*** The data Section Begins ***

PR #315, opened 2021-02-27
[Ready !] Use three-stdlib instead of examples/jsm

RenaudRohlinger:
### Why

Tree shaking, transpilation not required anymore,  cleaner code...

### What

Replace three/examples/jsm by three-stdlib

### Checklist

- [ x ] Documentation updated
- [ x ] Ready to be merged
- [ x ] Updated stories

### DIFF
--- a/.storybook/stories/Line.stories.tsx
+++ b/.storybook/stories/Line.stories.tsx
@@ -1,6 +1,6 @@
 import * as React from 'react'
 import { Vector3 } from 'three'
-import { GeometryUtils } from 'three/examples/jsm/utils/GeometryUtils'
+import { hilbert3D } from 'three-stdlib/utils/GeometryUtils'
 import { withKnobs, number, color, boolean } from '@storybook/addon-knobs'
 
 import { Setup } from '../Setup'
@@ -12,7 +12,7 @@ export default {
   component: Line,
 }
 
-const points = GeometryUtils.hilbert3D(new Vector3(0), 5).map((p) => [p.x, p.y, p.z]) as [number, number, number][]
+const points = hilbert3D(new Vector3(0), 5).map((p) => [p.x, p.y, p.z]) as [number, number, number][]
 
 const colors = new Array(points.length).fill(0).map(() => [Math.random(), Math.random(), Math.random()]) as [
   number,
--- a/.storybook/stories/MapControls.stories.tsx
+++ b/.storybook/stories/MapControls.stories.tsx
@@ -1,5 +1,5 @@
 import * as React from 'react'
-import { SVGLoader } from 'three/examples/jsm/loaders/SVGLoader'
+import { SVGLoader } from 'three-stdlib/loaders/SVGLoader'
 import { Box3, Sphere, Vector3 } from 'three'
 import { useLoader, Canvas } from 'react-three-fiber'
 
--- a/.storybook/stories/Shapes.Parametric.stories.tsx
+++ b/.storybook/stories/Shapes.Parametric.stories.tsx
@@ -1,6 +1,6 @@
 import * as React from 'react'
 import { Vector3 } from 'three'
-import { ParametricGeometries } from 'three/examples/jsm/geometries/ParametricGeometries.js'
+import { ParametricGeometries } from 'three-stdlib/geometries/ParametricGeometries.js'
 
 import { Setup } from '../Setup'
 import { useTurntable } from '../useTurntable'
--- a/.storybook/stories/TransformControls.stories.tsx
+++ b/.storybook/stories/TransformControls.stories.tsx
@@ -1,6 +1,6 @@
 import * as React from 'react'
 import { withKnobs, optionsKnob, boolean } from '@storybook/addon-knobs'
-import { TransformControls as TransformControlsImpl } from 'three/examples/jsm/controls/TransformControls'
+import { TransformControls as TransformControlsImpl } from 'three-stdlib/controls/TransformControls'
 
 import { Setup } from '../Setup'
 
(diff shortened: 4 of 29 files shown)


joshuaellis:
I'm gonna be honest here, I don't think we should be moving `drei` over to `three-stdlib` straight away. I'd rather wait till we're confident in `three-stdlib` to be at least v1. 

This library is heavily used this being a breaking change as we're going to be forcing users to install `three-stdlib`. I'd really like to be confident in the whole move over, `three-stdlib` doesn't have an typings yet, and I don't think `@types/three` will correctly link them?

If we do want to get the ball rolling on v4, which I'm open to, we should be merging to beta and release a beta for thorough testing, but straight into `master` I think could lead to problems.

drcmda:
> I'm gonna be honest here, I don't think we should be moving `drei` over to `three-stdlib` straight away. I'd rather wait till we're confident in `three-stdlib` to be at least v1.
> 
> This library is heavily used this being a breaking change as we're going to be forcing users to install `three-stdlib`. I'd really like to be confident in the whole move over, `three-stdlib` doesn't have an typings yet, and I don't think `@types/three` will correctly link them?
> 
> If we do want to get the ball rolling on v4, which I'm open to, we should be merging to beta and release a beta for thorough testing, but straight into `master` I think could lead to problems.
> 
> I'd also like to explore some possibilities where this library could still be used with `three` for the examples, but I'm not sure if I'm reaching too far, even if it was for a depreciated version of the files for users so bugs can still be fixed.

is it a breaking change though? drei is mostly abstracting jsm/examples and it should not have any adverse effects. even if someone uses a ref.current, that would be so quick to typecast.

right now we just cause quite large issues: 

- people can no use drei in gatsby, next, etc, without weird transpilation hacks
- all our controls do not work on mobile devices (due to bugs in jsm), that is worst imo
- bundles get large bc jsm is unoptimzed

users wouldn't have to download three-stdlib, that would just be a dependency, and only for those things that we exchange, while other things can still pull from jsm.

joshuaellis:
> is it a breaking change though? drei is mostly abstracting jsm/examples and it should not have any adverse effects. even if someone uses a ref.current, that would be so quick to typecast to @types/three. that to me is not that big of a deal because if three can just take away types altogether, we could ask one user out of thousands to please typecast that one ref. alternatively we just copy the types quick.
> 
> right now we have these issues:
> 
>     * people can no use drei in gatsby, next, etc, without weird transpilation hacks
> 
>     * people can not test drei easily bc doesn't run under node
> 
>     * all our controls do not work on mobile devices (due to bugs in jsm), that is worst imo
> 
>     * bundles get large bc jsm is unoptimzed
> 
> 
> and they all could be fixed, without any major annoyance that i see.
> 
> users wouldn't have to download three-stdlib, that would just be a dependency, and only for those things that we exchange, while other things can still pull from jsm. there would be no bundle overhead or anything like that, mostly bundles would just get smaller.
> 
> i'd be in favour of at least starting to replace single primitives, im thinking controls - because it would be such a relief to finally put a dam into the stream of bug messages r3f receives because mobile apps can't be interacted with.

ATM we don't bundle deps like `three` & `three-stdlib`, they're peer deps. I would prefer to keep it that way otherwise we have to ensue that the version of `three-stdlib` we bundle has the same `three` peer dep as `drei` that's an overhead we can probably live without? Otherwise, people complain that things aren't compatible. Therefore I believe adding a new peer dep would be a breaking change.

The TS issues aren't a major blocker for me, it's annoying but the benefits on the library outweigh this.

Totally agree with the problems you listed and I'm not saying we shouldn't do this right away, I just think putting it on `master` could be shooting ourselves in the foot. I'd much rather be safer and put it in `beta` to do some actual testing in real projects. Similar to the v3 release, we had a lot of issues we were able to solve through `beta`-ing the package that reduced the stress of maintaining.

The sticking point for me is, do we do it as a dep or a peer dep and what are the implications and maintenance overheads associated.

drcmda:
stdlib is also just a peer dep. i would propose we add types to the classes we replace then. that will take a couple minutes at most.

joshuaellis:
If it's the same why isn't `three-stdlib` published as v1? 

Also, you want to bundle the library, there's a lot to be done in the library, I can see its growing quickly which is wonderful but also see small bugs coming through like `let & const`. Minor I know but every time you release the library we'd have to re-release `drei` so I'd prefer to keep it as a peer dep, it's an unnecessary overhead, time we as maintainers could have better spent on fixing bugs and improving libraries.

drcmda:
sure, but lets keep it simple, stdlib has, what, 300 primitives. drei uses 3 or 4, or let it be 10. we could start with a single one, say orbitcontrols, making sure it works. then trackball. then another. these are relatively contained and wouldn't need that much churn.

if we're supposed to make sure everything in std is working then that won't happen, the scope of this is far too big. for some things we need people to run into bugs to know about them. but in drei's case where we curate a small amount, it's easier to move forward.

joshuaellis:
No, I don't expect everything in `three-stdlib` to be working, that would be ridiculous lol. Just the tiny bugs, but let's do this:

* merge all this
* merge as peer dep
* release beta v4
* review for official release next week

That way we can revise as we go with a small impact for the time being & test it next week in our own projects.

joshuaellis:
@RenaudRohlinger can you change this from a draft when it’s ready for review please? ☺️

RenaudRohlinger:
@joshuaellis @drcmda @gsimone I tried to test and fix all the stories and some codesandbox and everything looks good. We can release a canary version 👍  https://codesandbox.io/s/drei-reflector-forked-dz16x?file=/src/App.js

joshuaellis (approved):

*** The data Section Ends ***

§ **Prompt**
Your answer should be the records above, set down exactly.

§ **Answer to the exercise**
PR #315, opened 2021-02-27
[Ready !] Use three-stdlib instead of examples/jsm

RenaudRohlinger:
### Why

Tree shaking, transpilation not required anymore,  cleaner code...

### What

Replace three/examples/jsm by three-stdlib

### Checklist

- [ x ] Documentation updated
- [ x ] Ready to be merged
- [ x ] Updated stories

### DIFF
--- a/.storybook/stories/Line.stories.tsx
+++ b/.storybook/stories/Line.stories.tsx
@@ -1,6 +1,6 @@
 import * as React from 'react'
 import { Vector3 } from 'three'
-import { GeometryUtils } from 'three/examples/jsm/utils/GeometryUtils'
+import { hilbert3D } from 'three-stdlib/utils/GeometryUtils'
 import { withKnobs, number, color, boolean } from '@storybook/addon-knobs'
 
 import { Setup } from '../Setup'
@@ -12,7 +12,7 @@ export default {
   component: Line,
 }
 
-const points = GeometryUtils.hilbert3D(new Vector3(0), 5).map((p) => [p.x, p.y, p.z]) as [number, number, number][]
+const points = hilbert3D(new Vector3(0), 5).map((p) => [p.x, p.y, p.z]) as [number, number, number][]
 
 const colors = new Array(points.length).fill(0).map(() => [Math.random(), Math.random(), Math.random()]) as [
   number,
--- a/.storybook/stories/MapControls.stories.tsx
+++ b/.storybook/stories/MapControls.stories.tsx
@@ -1,5 +1,5 @@
 import * as React from 'react'
-import { SVGLoader } from 'three/examples/jsm/loaders/SVGLoader'
+import { SVGLoader } from 'three-stdlib/loaders/SVGLoader'
 import { Box3, Sphere, Vector3 } from 'three'
 import { useLoader, Canvas } from 'react-three-fiber'
 
--- a/.storybook/stories/Shapes.Parametric.stories.tsx
+++ b/.storybook/stories/Shapes.Parametric.stories.tsx
@@ -1,6 +1,6 @@
 import * as React from 'react'
 import { Vector3 } from 'three'
-import { ParametricGeometries } from 'three/examples/jsm/geometries/ParametricGeometries.js'
+import { ParametricGeometries } from 'three-stdlib/geometries/ParametricGeometries.js'
 
 import { Setup } from '../Setup'
 import { useTurntable } from '../useTurntable'
--- a/.storybook/stories/TransformControls.stories.tsx
+++ b/.storybook/stories/TransformControls.stories.tsx
@@ -1,6 +1,6 @@
 import * as React from 'react'
 import { withKnobs, optionsKnob, boolean } from '@storybook/addon-knobs'
-import { TransformControls as TransformControlsImpl } from 'three/examples/jsm/controls/TransformControls'
+import { TransformControls as TransformControlsImpl } from 'three-stdlib/controls/TransformControls'
 
 import { Setup } from '../Setup'
 
(diff shortened: 4 of 29 files shown)


joshuaellis:
I'm gonna be honest here, I don't think we should be moving `drei` over to `three-stdlib` straight away. I'd rather wait till we're confident in `three-stdlib` to be at least v1. 

This library is heavily used this being a breaking change as we're going to be forcing users to install `three-stdlib`. I'd really like to be confident in the whole move over, `three-stdlib` doesn't have an typings yet, and I don't think `@types/three` will correctly link them?

If we do want to get the ball rolling on v4, which I'm open to, we should be merging to beta and release a beta for thorough testing, but straight into `master` I think could lead to problems.

drcmda:
> I'm gonna be honest here, I don't think we should be moving `drei` over to `three-stdlib` straight away. I'd rather wait till we're confident in `three-stdlib` to be at least v1.
> 
> This library is heavily used this being a breaking change as we're going to be forcing users to install `three-stdlib`. I'd really like to be confident in the whole move over, `three-stdlib` doesn't have an typings yet, and I don't think `@types/three` will correctly link them?
> 
> If we do want to get the ball rolling on v4, which I'm open to, we should be merging to beta and release a beta for thorough testing, but straight into `master` I think could lead to problems.
> 
> I'd also like to explore some possibilities where this library could still be used with `three` for the examples, but I'm not sure if I'm reaching too far, even if it was for a depreciated version of the files for users so bugs can still be fixed.

is it a breaking change though? drei is mostly abstracting jsm/examples and it should not have any adverse effects. even if someone uses a ref.current, that would be so quick to typecast.

right now we just cause quite large issues: 

- people can no use drei in gatsby, next, etc, without weird transpilation hacks
- all our controls do not work on mobile devices (due to bugs in jsm), that is worst imo
- bundles get large bc jsm is unoptimzed

users wouldn't have to download three-stdlib, that would just be a dependency, and only for those things that we exchange, while other things can still pull from jsm.

joshuaellis:
> is it a breaking change though? drei is mostly abstracting jsm/examples and it should not have any adverse effects. even if someone uses a ref.current, that would be so quick to typecast to @types/three. that to me is not that big of a deal because if three can just take away types altogether, we could ask one user out of thousands to please typecast that one ref. alternatively we just copy the types quick.
> 
> right now we have these issues:
> 
>     * people can no use drei in gatsby, next, etc, without weird transpilation hacks
> 
>     * people can not test drei easily bc doesn't run under node
> 
>     * all our controls do not work on mobile devices (due to bugs in jsm), that is worst imo
> 
>     * bundles get large bc jsm is unoptimzed
> 
> 
> and they all could be fixed, without any major annoyance that i see.
> 
> users wouldn't have to download three-stdlib, that would just be a dependency, and only for those things that we exchange, while other things can still pull from jsm. there would be no bundle overhead or anything like that, mostly bundles would just get smaller.
> 
> i'd be in favour of at least starting to replace single primitives, im thinking controls - because it would be such a relief to finally put a dam into the stream of bug messages r3f receives because mobile apps can't be interacted with.

ATM we don't bundle deps like `three` & `three-stdlib`, they're peer deps. I would prefer to keep it that way otherwise we have to ensue that the version of `three-stdlib` we bundle has the same `three` peer dep as `drei` that's an overhead we can probably live without? Otherwise, people complain that things aren't compatible. Therefore I believe adding a new peer dep would be a breaking change.

The TS issues aren't a major blocker for me, it's annoying but the benefits on the library outweigh this.

Totally agree with the problems you listed and I'm not saying we shouldn't do this right away, I just think putting it on `master` could be shooting ourselves in the foot. I'd much rather be safer and put it in `beta` to do some actual testing in real projects. Similar to the v3 release, we had a lot of issues we were able to solve through `beta`-ing the package that reduced the stress of maintaining.

The sticking point for me is, do we do it as a dep or a peer dep and what are the implications and maintenance overheads associated.

drcmda:
stdlib is also just a peer dep. i would propose we add types to the classes we replace then. that will take a couple minutes at most.

joshuaellis:
If it's the same why isn't `three-stdlib` published as v1? 

Also, you want to bundle the library, there's a lot to be done in the library, I can see its growing quickly which is wonderful but also see small bugs coming through like `let & const`. Minor I know but every time you release the library we'd have to re-release `drei` so I'd prefer to keep it as a peer dep, it's an unnecessary overhead, time we as maintainers could have better spent on fixing bugs and improving libraries.

drcmda:
sure, but lets keep it simple, stdlib has, what, 300 primitives. drei uses 3 or 4, or let it be 10. we could start with a single one, say orbitcontrols, making sure it works. then trackball. then another. these are relatively contained and wouldn't need that much churn.

if we're supposed to make sure everything in std is working then that won't happen, the scope of this is far too big. for some things we need people to run into bugs to know about them. but in drei's case where we curate a small amount, it's easier to move forward.

joshuaellis:
No, I don't expect everything in `three-stdlib` to be working, that would be ridiculous lol. Just the tiny bugs, but let's do this:

* merge all this
* merge as peer dep
* release beta v4
* review for official release next week

That way we can revise as we go with a small impact for the time being & test it next week in our own projects.

joshuaellis:
@RenaudRohlinger can you change this from a draft when it’s ready for review please? ☺️

RenaudRohlinger:
@joshuaellis @drcmda @gsimone I tried to test and fix all the stories and some codesandbox and everything looks good. We can release a canary version 👍  https://codesandbox.io/s/drei-reflector-forked-dz16x?file=/src/App.js

joshuaellis (approved):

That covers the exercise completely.